PR #2274, opened 2024-04-07
Use integer instead of string for cidata uid

afbjorklund:
`sudo cloud-init schema --system`

Cloud config schema deprecations: users.0.uid:  Changed in version 22.3.
The use of ``string`` type is deprecated. Use an ``integer`` instead.

* #2265

It was already an integer, in the template data and in LIMA_CIDATA_UID

### DIFF
--- a/pkg/cidata/cidata.TEMPLATE.d/user-data
+++ b/pkg/cidata/cidata.TEMPLATE.d/user-data
@@ -26,7 +26,7 @@ timezone: {{.TimeZone}}
 
 users:
   - name: "{{.User}}"
-    uid: "{{.UID}}"
+    uid: {{.UID}}
     homedir: "{{.Home}}"
     shell: /bin/bash
     sudo: ALL=(ALL) NOPASSWD:ALL


vasileknik76 (approved):

jandubois:
> Cloud config schema deprecations: users.0.uid: Changed in version 22.3.

22.3 was less than 2 years ago.

Did you verify that the "old" distros we support, like `almalinux-8`, `centos-stream-8`, etc. all ship with `cloud-init` 22.3 or later?

afbjorklund:
> Did you verify that the "old" distros we support, like `almalinux-8`, `centos-stream-8`, etc. all ship with `cloud-init` 22.3 or later?

I did not.

And apparently that was a bad thing, the previous behaviour (before 22.1) was to _ignore_ all integer UIDs...

https://github.com/canonical/cloud-init/commit/2837b835f101d81704f018a4f872b1d660eb6f3e in 22.1

https://github.com/canonical/cloud-init/commit/45b517a532477c31f3996d3cea5fbfd0249f2e2f in 22.2

PR #4926, opened 2026-05-02
wsl2: detach cleanup from canceled ctx and surface terminate errors

### LINKED ISSUE #4923: wsl2: cleanup commands run with canceled context; errors silently swallowed
## Summary

Follow-up from the review discussion on #4892. The state-change goroutine in `pkg/driver/wsl2/vm_windows.go` has three related robustness issues that remain after the hot-loop fix was merged.

### 1. Cleanup runs with a canceled context

Both `stopVM` (`vm_windows.go:59`) and `getWslStatus` (`vm_windows.go:208`) pass `ctx` into `executil.RunUTF16leCommand` via `WithContext(ctx)`. By the time the `<-ctx.Done()` arm runs, that context is already canceled, so the `wsl.exe --list --verbose` and `wsl.exe --terminate` invocations will likely fail immediately with `context canceled`.

The cleanup we kept the goroutine alive for may not actually execute. Using `context.WithoutCancel(ctx)` (or `context.Background()` with a fresh timeout) for the cleanup commands would be more robust.

### 2. `getWslStatus` errors are silently swallowed

The condition `err == nil && status == StatusRunning` means any error (including a `context canceled` error from issue 1) causes the terminate path to be skipped entirely. At minimum, a `logrus.Warnf` on the error would aid debugging.

### 3. `_ = stopVM(...)` discards the terminate error without logging

The return value of `stopVM` is discarded with `_` and no log message is produced if the terminate fails. Adding a `logrus.WithError(err).Warn(...)` would match the logging style used elsewhere in the codebase.

## Suggested fix

- Use `context.WithoutCancel(ctx)` or `context.Background()` with a timeout for cleanup commands in the `<-ctx.Done()` path
- Log `getWslStatus` errors at warn level instead of silently skipping
- Log `stopVM` errors at warn level instead of discarding

cc @jandubois (per review feedback on #4892)

mn-ram:
Closes #4923. Follow-up to the review feedback on #4892.

After we kept the goroutine alive to actually run the terminate, I went back to look at what it does and realised the cleanup itself was broken in two related ways:

1. We pass `ctx` into `getWslStatus` and `stopVM`, but the only reason we're at this code path is because `ctx` is already cancelled. So `wsl.exe --list --verbose` and `wsl.exe --terminate` get killed by `CommandContext` more or less immediately and return `context canceled`. The whole "stop the VM on shutdown" path was effectively a no-op.

2. The `err == nil && status == StatusRunning` guard meant that whenever `getWslStatus` failed (which, per #1, was basically every shutdown), we silently skipped the terminate. And `_ = stopVM(...)` threw away the only signal that the terminate itself failed. So when this stopped working, nothing in the logs would tell you.

The fix is small:

- `context.WithoutCancel(ctx)` for the cleanup commands so they're not pre-cancelled, with a 30s timeout so we don't hang forever on a wedged `wsl.exe`.
- `logrus.WithError(err).Warn(...)` on both error paths instead of swallowing.

Diff is +17/-3, single file. Behaviour on the happy path (VM is `Running`, terminate succeeds) is unchanged.

## Test plan

- [x] `gofmt -l pkg/driver/wsl2/vm_windows.go` — clean
- [x] `GOOS=windows GOARCH=amd64 go vet ./pkg/driver/wsl2/...` — clean
- [ ] CI: Windows tests (WSL2)
  ```powershell
  limactl start --vm-type=wsl2 --name=demo template://default
  limactl stop demo
  Get-Process wsl  # distro should not show up
  ```
  Before: terminate silently fails on cancelled ctx; if you look at `wsl --list --verbose` after stop, the lima distro often still shows `Running`. After: distro is reliably terminated, and if anything goes wrong you see a clear `Failed to terminate WSL distro during shutdown` warning instead of nothing.

### DIFF
--- a/pkg/driver/wsl2/vm_windows.go
+++ b/pkg/driver/wsl2/vm_windows.go
@@ -14,6 +14,7 @@ import (
 	"regexp"
 	"strconv"
 	"strings"
+	"time"
 
 	"github.com/sirupsen/logrus"
 
@@ -134,9 +135,22 @@ func provisionVM(ctx context.Context, instanceDir, instanceName, distroName stri
 
 		<-ctx.Done()
 		logrus.Info("Context closed, stopping vm")
-		if status, err := getWslStatus(ctx, instanceName); err == nil &&
-			status == limatype.StatusRunning {
-			_ = stopVM(ctx, distroName)
+		// ctx is already canceled at this point, so passing it to wsl.exe
+		// would make the cleanup commands fail with "context canceled"
+		// before they even run. Detach from the cancellation but keep a
+		// short timeout so we don't block forever on a wedged wsl.exe.
+		cleanupCtx, cancel := context.WithTimeout(context.WithoutCancel(ctx), 30*time.Second)
+		defer cancel()
+		status, err := getWslStatus(cleanupCtx, instanceName)
+		if err != nil {
+			logrus.WithError(err).Warn("Failed to query WSL status during shutdown; skipping terminate")
+			return
+		}
+		if status != limatype.StatusRunning {
+			return
+		}
+		if err := stopVM(cleanupCtx, distroName); err != nil {
+			logrus.WithError(err).Warn("Failed to terminate WSL distro during shutdown")
 		}
 	}()
 


mn-ram:
Hi @jandubois 👋

Following up on your review on #4892 — I’ve opened #4923 to track the issues you pointed out (cleanup running with a canceled ctx, swallowed getWslStatus errors, and the discarded stopVM error), and this PR addresses them.

The change is fairly small (+17/−3 in a single file). I’ve used context.WithoutCancel(ctx) with a 30s timeout for the cleanup commands so they don’t get pre-canceled, and added logrus.WithError(err).Warn(...) in both error paths so failures are visible.

Happy to tweak anything if you’d prefer a different approach (e.g., context.Background() or a different timeout). Thanks again for the helpful suggestions!

AkihiroSuda:
> - [ ] Manual on a Windows host:

This seems unchecked. @mn-ram Did you test it?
++++++
• Task description
List each line in the listing that contains the string "from".

• Solution
wsl2: detach cleanup from canceled ctx and surface terminate errors
Follow-up from the review discussion on #4892. The state-change goroutine in `pkg/driver/wsl2/vm_windows.go` has three related robustness issues that remain after the hot-loop fix was merged.
The condition `err == nil && status == StatusRunning` means any error (including a `context canceled` error from issue 1) causes the terminate path to be skipped entirely. At minimum, a `logrus.Warnf` on the error would aid debugging.
+		// before they even run. Detach from the cancellation but keep a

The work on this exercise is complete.